[Stored items]
#####

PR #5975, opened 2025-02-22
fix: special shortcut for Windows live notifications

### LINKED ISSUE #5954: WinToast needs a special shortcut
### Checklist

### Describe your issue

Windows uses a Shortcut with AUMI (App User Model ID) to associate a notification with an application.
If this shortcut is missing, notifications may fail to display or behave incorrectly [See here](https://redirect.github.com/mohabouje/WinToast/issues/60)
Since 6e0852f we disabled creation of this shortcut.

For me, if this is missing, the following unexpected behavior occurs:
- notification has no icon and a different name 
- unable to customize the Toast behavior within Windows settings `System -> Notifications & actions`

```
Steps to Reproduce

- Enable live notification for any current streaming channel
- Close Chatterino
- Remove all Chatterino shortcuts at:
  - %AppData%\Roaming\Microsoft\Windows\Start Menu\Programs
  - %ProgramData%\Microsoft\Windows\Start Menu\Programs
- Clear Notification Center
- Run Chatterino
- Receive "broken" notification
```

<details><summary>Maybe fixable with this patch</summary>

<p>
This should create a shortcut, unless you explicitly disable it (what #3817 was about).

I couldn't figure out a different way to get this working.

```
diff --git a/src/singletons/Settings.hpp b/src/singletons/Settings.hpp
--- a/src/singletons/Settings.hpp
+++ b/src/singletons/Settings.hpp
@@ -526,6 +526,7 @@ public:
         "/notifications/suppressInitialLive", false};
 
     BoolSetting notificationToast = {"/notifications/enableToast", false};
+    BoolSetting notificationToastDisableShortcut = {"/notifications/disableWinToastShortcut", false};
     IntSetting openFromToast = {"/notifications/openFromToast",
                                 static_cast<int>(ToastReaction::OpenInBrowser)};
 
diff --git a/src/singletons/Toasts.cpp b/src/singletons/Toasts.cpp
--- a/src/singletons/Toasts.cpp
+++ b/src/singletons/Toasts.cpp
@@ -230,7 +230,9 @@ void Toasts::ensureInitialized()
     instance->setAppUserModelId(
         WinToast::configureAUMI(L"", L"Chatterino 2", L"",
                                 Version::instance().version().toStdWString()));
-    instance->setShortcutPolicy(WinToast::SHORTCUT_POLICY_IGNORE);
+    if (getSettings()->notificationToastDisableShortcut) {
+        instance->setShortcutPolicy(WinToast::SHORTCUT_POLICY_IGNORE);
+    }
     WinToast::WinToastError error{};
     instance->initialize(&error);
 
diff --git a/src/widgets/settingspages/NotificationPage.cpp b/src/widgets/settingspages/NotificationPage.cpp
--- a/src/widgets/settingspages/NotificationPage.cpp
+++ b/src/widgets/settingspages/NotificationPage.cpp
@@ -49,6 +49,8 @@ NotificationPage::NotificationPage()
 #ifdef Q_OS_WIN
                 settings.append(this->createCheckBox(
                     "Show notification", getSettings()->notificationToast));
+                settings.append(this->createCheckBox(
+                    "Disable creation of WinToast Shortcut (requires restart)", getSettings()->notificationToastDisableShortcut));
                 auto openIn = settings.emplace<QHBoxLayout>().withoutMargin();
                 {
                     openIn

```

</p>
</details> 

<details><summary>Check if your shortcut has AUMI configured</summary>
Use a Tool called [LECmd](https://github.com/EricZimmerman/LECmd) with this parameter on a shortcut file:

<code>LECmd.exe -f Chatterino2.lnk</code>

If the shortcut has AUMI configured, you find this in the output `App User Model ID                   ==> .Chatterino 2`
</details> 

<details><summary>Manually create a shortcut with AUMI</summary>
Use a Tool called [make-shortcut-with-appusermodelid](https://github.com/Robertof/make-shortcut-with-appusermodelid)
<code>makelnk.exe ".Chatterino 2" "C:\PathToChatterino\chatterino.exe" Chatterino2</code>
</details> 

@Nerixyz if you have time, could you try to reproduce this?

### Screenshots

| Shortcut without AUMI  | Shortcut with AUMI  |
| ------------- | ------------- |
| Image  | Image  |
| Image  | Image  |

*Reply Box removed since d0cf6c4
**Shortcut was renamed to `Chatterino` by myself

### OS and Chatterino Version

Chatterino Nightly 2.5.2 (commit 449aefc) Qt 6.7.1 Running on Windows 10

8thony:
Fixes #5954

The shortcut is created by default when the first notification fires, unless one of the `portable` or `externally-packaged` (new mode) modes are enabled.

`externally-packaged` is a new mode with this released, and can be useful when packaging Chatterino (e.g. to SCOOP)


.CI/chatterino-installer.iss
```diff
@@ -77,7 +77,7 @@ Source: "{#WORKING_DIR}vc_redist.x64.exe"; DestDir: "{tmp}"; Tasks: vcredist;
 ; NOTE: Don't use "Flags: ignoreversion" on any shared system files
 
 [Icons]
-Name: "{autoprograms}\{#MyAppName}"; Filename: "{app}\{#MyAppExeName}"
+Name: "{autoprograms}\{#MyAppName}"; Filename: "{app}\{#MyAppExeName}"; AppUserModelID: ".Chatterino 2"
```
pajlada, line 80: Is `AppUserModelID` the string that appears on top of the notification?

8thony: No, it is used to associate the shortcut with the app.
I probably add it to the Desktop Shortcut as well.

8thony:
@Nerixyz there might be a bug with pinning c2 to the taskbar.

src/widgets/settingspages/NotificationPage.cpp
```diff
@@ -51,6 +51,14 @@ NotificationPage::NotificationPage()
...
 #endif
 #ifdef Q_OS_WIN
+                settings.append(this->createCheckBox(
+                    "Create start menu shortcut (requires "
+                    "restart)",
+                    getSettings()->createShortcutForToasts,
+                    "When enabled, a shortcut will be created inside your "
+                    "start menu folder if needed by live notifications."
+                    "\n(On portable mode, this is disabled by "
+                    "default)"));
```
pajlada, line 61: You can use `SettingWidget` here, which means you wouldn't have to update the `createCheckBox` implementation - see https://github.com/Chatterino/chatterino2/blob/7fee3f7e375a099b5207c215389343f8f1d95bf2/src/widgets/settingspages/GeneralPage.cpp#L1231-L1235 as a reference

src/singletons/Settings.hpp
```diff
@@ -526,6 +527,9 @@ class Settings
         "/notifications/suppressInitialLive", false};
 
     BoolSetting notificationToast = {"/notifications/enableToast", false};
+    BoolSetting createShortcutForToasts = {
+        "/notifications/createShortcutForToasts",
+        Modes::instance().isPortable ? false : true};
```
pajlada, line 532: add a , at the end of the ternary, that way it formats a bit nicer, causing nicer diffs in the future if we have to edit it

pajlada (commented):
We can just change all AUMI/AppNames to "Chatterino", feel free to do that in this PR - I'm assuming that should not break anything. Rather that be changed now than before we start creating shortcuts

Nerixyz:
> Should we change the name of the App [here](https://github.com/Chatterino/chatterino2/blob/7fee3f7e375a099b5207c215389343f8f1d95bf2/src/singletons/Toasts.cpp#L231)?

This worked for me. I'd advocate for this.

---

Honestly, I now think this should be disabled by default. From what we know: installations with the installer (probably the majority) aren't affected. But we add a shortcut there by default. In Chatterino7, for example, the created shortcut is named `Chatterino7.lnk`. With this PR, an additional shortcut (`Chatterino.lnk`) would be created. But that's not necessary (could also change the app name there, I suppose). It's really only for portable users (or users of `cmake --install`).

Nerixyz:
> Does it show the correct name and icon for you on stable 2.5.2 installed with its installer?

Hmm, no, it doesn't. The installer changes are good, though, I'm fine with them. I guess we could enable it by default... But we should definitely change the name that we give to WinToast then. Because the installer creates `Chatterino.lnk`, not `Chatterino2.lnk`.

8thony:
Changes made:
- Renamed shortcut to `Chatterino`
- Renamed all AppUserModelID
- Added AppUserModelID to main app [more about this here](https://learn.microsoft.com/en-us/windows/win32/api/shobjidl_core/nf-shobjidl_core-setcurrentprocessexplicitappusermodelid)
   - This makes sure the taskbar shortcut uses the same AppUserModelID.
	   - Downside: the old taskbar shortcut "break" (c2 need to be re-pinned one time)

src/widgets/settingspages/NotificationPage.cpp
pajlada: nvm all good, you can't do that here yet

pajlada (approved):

#####

> Exercise description
Going through the entries above, tally every line that contains the string "uses", then state only the total.

> Task answer
2